Below are some records. How many of their lines contain the string "started"? Give the number only.

*** GIVEN RECORDS Section Begins ***

PR #291, opened 2025-04-23
Rust Installer

gaykitty:
STATUS: Ready to merge


installer/src/serial.rs
```diff
@@ -0,0 +1,145 @@
+use std::str;
```
oopsbagel, line 1: Without deprecating the install scripts yet, we could move this common code into one place (in lib?) and link it in both serial bin and here.

installer/src/main.rs
```diff
@@ -0,0 +1,29 @@
...
+            eprintln!("{e}");
+            std::process::exit(2);
+        },
+        _ => {
+            eprintln!("{USAGE}");
+            std::process::exit(1);
+        }
+    }
+    Ok(())
+}
```
wgreenberg, line 29: the clap crate would make this easier & more extensible

installer/src/orbic.rs
```diff
@@ -0,0 +1,136 @@
...
+use anyhow::{Result, anyhow};
+use nusb::Interface;
+
+use crate::{RELEASE, serial};
+
+const ORBIC_NOT_FOUND: &str = r#"No Orbic device found.
+Make sure your device is plugged in and turned on.
+
+If it's possible you have a device with a different usb id:
+please file a bug with the output of `lsusb` attached."#;
```
wgreenberg, line 15: might reword this to be a little more user-friendly to less technical users:

```suggestion
If you're sure you've plugged in an Orbic device via USB, there may be a bug in
our installer. Please file a bug with the output of `lsusb` attached.
```

installer/src/orbic.rs
```diff
@@ -0,0 +1,136 @@
...
+    let serial_interface = serial::open_orbic()?.ok_or_else(|| anyhow!(ORBIC_NOT_FOUND))?;
+    setup_rootshell(&serial_interface, &mut adb_device).await?;
+    setup_rayhunter(&serial_interface, &mut adb_device).await?;
+    Ok(())
+}
+
+fn force_debug_mode() -> Result<ADBUSBDevice> {
+    println!("Force a switch into the debug mode to enable ADB");
+    serial::enable_command_mode()?;
+    let mut adb_device = ADBUSBDevice::new(0x05c6, 0xf601)?;
```
wgreenberg, line 28: nit: would be nicer to refactor these into constants

installer/src/orbic.rs
```diff
@@ -0,0 +1,136 @@
...
+
+fn adb_command(adb_device: &mut ADBUSBDevice, command: &[&str]) -> Result<String> {
+    let mut buf = Vec::<u8>::new();
+    adb_device.shell_command(command, &mut buf)?;
+    Ok(String::from_utf8_lossy(&buf).into_owned())
+}
+
+fn wait_for_adb_shell(adb_device: &mut ADBUSBDevice) -> Result<()> {
+    let mut buf = Vec::<u8>::new();
+    adb_device.shell_command(&["true"], &mut buf)?;
```
wgreenberg, line 130: if the device is still off, will this return an error instead of waiting?

wgreenberg (changes requested):
i really like this approach, since afaict it means we can ship the entire release as a single platform-specific binary. just have a few questions/comments in my review

.github/workflows/build-release.yml
```diff
@@ -94,6 +94,42 @@ jobs:
...
+      - uses: actions/checkout@v4
+      - uses: actions/download-artifact@v4
+      - uses: dtolnay/rust-toolchain@stable
+        with:
+          targets: ${{ matrix.platform.target }}
+
+      - run: cargo build --bin installer --release --target ${{ matrix.platform.target }} --features vendor
+      - uses: actions/upload-artifact@v4
+        with:
+          name: tplink-installer-${{ matrix.platform.name }}
```
untitaker, line 129: since the installer now contains everything, this should be renamed. also the artifact needs to be referenced in `build_release_zip` as dependency and copied in the release tarball (similar to `build_serial_and_check`)

installer/Cargo.toml
```diff
@@ -0,0 +1,18 @@
+[package]
+name = "installer"
+version = "0.1.0"
+edition = "2024"
+
+[features]
+vendor = []
+
+[dependencies]
+adb_client = { path = "../../adb_client/adb_client" }
```
untitaker, line 10: maybe publish your fork on github for now and change this to git dep?

installer/src/orbic.rs
```diff
@@ -0,0 +1,427 @@
...
+                }
+            }
+        }
+    }
+}
+
+/// Sends an AT command to the usb device over the serial port
+///
+/// First establish a USB handle and context by calling `open_orbic(<T>)
+async fn at_syscmd(interface: &Interface, command: &str) -> Result<()> {
```
oopsbagel, line 300: It's more useful if we keep the old behaviour of not hardcoding `AT+SYSCMD`: if I want to send `ATI` or `AT$QCPWRDN`, etc, I can just run that with `serial ...` -- now I would have to write some Rust to make that happen.

I can see the value in a convenience wrapper for inside the installer but let's keep `send_command()`.

installer/src/orbic.rs
```diff
@@ -0,0 +1,427 @@
...
+/// If the device reboots while the command is still executing you may get a pipe error here, not sure what to do about this race condition.
+fn enable_command_mode() -> Result<()> {
+    if open_orbic()?.is_some() {
+        println!("Device already in command mode. Doing nothing...");
+        return Ok(());
+    }
+
+    let timeout = Duration::from_secs(1);
+
+    if let Some(device) = open_usb_device(VENDOR_ID, 0xf626)? {
```
oopsbagel, line 364: Suggestion for enhancement: We can collect all the product_ids from `/data/usb/boot_hsusb_composition`  and include them here so we can install/update Orbics that are in any of the variety of USB gadget mode combinations in that file.

(We don't need to assign each product id a unique name.)

installer/src/orbic.rs
```diff
@@ -0,0 +1,427 @@
...
+    while let Ok(dev) = adb_echo_test(adb_device).await {
+        adb_device = dev;
+        sleep(Duration::from_secs(1)).await;
+    }
+    // now wait for boot to finish
+    let adb_device = wait_for_adb_shell().await?;
+    Ok(adb_device)
+}
+
+async fn test_rayhunter(adb_device: &mut ADBUSBDevice) -> Result<()> {
```
oopsbagel, line 150: This has the benefit of not requiring `adb forward ...` (or to be connect via rndis or wifi to the orbic) but it has the downside of leaving the Orbic in a state where a user may not be able to see the web interface after the install without additional steps.

installer/src/orbic.rs
gaykitty: You want me to add a way to send serial commands via the CLI?

installer/src/orbic.rs
gaykitty: The adb library doesn't have a forward function so I came up with this as a compromise.

installer/src/orbic.rs
```diff
@@ -0,0 +1,427 @@
...
+    adb_device.push(&mut payload.as_ref(), &push_tmp_path)?;
+    at_syscmd(serial_interface, &format!("mv {push_tmp_path} {dest}")).await?;
+    let file_info = adb_device
+        .stat(dest)
+        .context("Failed to stat transfered file")?;
+    if file_info.file_size == 0 {
+        bail!("File transfer unseccessful\nFile is empty");
+    }
+    let ouput = adb_command(adb_device, &["sha256sum", dest])?;
+    if !ouput.contains(&file_hash) {
```
oopsbagel, line 218: Adding a verify step to transferring is a good call, like this.

installer/src/orbic.rs
```diff
@@ -0,0 +1,427 @@
...
+    )
+    .await?;
+    at_syscmd(serial_interface, "chmod 755 /etc/init.d/rayhunter_daemon").await?;
+    at_syscmd(serial_interface, "chmod 755 /etc/init.d/misc-daemon").await?;
+    println!("done");
+    print!("Waiting for reboot...");
+    std::io::stdout().flush()?;
+    at_syscmd(serial_interface, "shutdown -r -t 1 now").await?;
+    // first wait for shutdown (it can take ~10s)
+    while let Ok(dev) = adb_echo_test(adb_device).await {
```
oopsbagel, line 141: This will loop forever if we fail to run `shutdown -r -t 1 now`. Could be a good fit for `tokio::time::timeout` or another timeout mechanism and print an error message.

installer/src/orbic.rs
```diff
@@ -0,0 +1,427 @@
...
+                    if failures > MAX_FAILURES {
+                        return Err(e);
+                    } else {
+                        sleep(Duration::from_secs(1)).await;
+                        failures += 1;
+                    }
+                }
+            },
+            Err(RustADBError::IOError(e)) if e.kind() == ErrorKind::ResourceBusy => {
+                bail!(ORBIC_BUSY);
```
oopsbagel, line 247: very helpful addition for ux

oopsbagel:
It would help reviewing if, since this is replacing `serial`, you started from `git mv serial/src/main.rs installer/src/orbic.rs` so the diff is helpful (and the history is intact, helpful to know if I introduced a bug with the nusb port or it was extant before, etc).

installer/src/orbic.rs
oopsbagel: Yeah keep the old `serial <command>` behaviour please. It was very helpful when porting to a new device.

installer/src/orbic.rs
oopsbagel: Hmm, this is something we'll want to chew on. It's probably fine to switch users to having to connect to the Orbic over wifi or usb to test whether it's running, but there right now this isn't really doing anything different than `pgrep rayhunter`.

installer/src/main.rs
```diff
@@ -0,0 +1,64 @@
...
+    const LOG_PATH: &str = "rayhunter-installer.log";
+    if let Err(e) = run_function().await {
+        eprintln!("\n\n{e}");
+        match tokio::fs::write(LOG_PATH, &format!("{e:?}\n\n{}", e.backtrace())).await {
+            Ok(()) => eprintln!("See {LOG_PATH} for details"),
+            Err(write_err) => {
+                eprintln!("\n{}", e.backtrace());
+                eprintln!("\nTried to write log to {LOG_PATH} but failed: {write_err}");
+            }
+        }
```
untitaker, line 62: this doesn't print a backtrace for me because it's missing `RUST_BACKTRACE`

I think the error chains/contexts that you see with `{:?}` are not really large enough to warrant a separate logfile. when running in the terminal i find the need to open the logfile to get the full `{:?}` annoying.

installer/src/orbic.rs
```diff
@@ -0,0 +1,427 @@
...
+async fn setup_rayhunter(
+    serial_interface: &Interface,
+    mut adb_device: ADBUSBDevice,
+) -> Result<ADBUSBDevice> {
+    #[cfg(feature = "vendor")]
+    let rayhunter_daemon_bin = include_bytes!("../../rayhunter-daemon-orbic/rayhunter-daemon");
+
+    #[cfg(not(feature = "vendor"))]
+    let rayhunter_daemon_bin =
+        &tokio::fs::read("target/armv7-unknown-linux-gnueabihf/release/rayhunter-daemon")
```
untitaker, line 101: this is supposed to be musl now i think

installer/src/tplink.rs
```diff
@@ -0,0 +1,186 @@
...
+    telnet_send_command(addr, "ln -sf /mnt/card /data/rayhunter", "exit code 0").await?;
+
+    telnet_send_file(addr, "/mnt/card/config.toml", crate::CONFIG_TOML).await?;
+
+    #[cfg(feature = "vendor")]
+    let rayhunter_daemon_bin = include_bytes!("../../rayhunter-daemon-tplink/rayhunter-daemon");
+
+    #[cfg(not(feature = "vendor"))]
+    let rayhunter_daemon_bin =
+        &tokio::fs::read("target/armv7-unknown-linux-gnueabihf/release/rayhunter-daemon").await?;
```
untitaker, line 64: also should be musl

installer/src/orbic.rs
gaykitty: It's a little more than that, but I agree a more robust test would be preferable.

installer/src/orbic.rs
gaykitty: What is that script exactly?

gaykitty: These are possible USB ids for the modem?

gaykitty:
> It would help reviewing if, since this is replacing `serial`, you started from `git mv serial/src/main.rs installer/src/orbic.rs` so the diff is helpful (and the history is intact, helpful to know if I introduced a bug with the nusb port or it was extant before, etc).

Done.

gaykitty:
Made several of the requested changes except for those I've replied to with questions.

untitaker (commented):
is this still a draft PR? it seems to me the main thing missing is to remove the old installer and adjust the README

gaykitty:
Yeah, I guess it's not a draft anymore. I'll update the README and remove the old installer soon. Also waiting to hear back on a few comments.

installer/src/orbic.rs
oopsbagel: The installer could be run for first-time installation or upgrading, so yeah.

.gitignore
```diff
@@ -1 +1,2 @@
 /target
+*.log
```
oopsbagel, line 2:
```suggestion
```

installer/src/orbic.rs
```diff
@@ -0,0 +1,434 @@
...
+    const MAX_FAILURES: u32 = 5;
+    let mut failures = 0;
+    loop {
+        match install_file_impl(serial_interface, adb_device, dest, payload).await {
+            Ok(()) => return Ok(()),
+            Err(e) => {
+                if failures > MAX_FAILURES {
+                    return Err(e);
+                } else {
+                    sleep(Duration::from_secs(1)).await;
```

*** GIVEN RECORDS Section Ends ***

**TASK RESPONSE:** 2